As I’ve said before, I don’t pay a lot of attention to value as a collector so my choices about fixing up my old dolls are purely about what looks right, and for me, that usually means wanting the doll to look original. However, if the value is an issue for you, preservation and restoration rather than restyling is probably the way to go. On the other hand, if you want to re-root your number one Barbie with purple hair and repaint her in Goth style that is entirely up to you. It might be a bit foolish if you paid several hundred dollars for her but if you found her at a flea market for a couple of dollars you are not really losing any money over it. Just don’t tell any collector who has always wanted one.

OOAK sindy
Customised Sindy by




  1. This was a timely subject for me as I just acquired a Horsman baby doll at a swap- meet in need of care.I saw that being in the sun was splitting the hands and it is missing paint on it’s face. I think it was a crier, so far I’m only able to wrap it up in a blanket away from the sun.There will be a fair bit of reswarch ahead as I don’t generally collect babies, but the thought of it exposed on a table unprotected drew me to it.Don’t even know what to call her/him.

    Liked by 1 person

    • You won’t be able to restore the crying thing and how much you can do with the rest of the doll depends on what it’s made of. IF it is hard plastic and its limbs are strung with elastic cords, you can fix them. Ebay has a doll group on it that used to be pretty good at explaining how to fix a lot of things and you can buy the pieces you need for the repairs in ebay, too. IF the doll is vinyl, it’s all about glue. If it has rooted hair, you can restore it, but it’s really a lot of work. I always preferred wigged dolls because buying a wig and gluing it down is easy compared to restoring rooted hair. Good luck!!

      Liked by 1 person

    • Some dolls you just have to rescue. When we first saw our Shirley Temple she was jumbled up in a pile of other dolls and we were afraid that she might get broken so we bought her.

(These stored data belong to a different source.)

PR #466, opened 2026-02-21
Add reachability checks for assert and cover statements

shigoel:
## Summary

Adds an optional **reachability check** to the verification pipeline for `assert` and `cover` statements. When enabled, the verifier emits an extra `(check-sat)` before each proof obligation to test whether the path-condition assumptions are satisfiable. If they are not (the code path is unreachable), the obligation is annotated with a `(❗path unreachable)` suffix — assertions on unreachable paths count as `✅ pass` (vacuously true), covers count as `❌ fail`.

### Key changes

- **Per-statement `@[reachCheck]` annotation** — New `@[reachCheck]` syntax for `assert` and `cover` in the Core grammar, parsed into a `ReachCheck` metadata element.
- **Global `--reach-check` CLI flag** — New `reachCheck` field in `Options` (default: `false`), wired to `--reach-check` in `StrataVerify`.
- **Two-check-sat SMT generation** — `encodeCore` accepts an `md` parameter and, when reachability checking is active, emits a `(check-sat)` after asserting assumptions (before the obligation). Each check-sat is preceded by `set-info` annotations with location metadata and a diagnostic message.
- **`addLocationInfo` moved to `SolverM`** — The function now lives in the `SolverM` monad and takes an explicit `message` parameter, enabling distinct `set-info` annotations for the reachability check (`"Path condition unreachable"`) and the proof check (`"Assertion cannot be proven"`).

  2. I had to learn to fix them myself because there are no doll hospitals anymore. Most of the work I did (do sometimes) is pretty simple. Repairing a rotting limb on a composition doll is more difficult and I don’t think it’s possible to do it perfectly. Maybe someone else could do it perfectly, but I’m not that good. And I never learned to do eyes. i always admire people who can fix eyes!

    Liked by 1 person

  3. Oh yes, some dolls and bears just cry out to be rescued. Fixing them up is one of the most satisfying aspects of collecting. I generally think it’s up to the owner to restore or customize a doll or bear to suit their own tastes. However, I agree that it is distressing to totally change the look if it’s a hard to find or rare doll.

    Liked by 1 person

  4. The doll seems pretty much intact, vinyl arms and legs attached much like the neck. The head looks like hard plastic rather than composition. Also the head is painted not wigged. So far just removed surface dirt.Still has stained leg and deep dirt and cracks / not serious condition issues, and the sleep eyes seem perfect, just breaks my heart. Poor baby’. He/she needs an outfit and a pram. Probably name it something good for a boy or girl.

    Liked by 1 person

  5. The teddy looks wonderful! I bought a walking doll from Ebay that I was cleaning up…probably from about 1955. All of a sudden it let out a loud wail and I almost dropped it. Once in a rare while the doll will decide to be vocal. I guess it gets tilted or turned in the just the right way. Can’t make it cry, however, if I want it to.

    Liked by 1 person

  6. I rescued a lot of poor old teddies for the same reason. Vanda has done wonders with them replacing eyes and ears and making them some cosy jumpers.We have decided not to do anything too pernerment to them in case I ever want to take them to teddy hospital. It’s a good idea to think very carefully before embarking on any home restoration work or make overs just in case you regret it later. They can’t all be reversed. I feel sorry for the Sindy doll.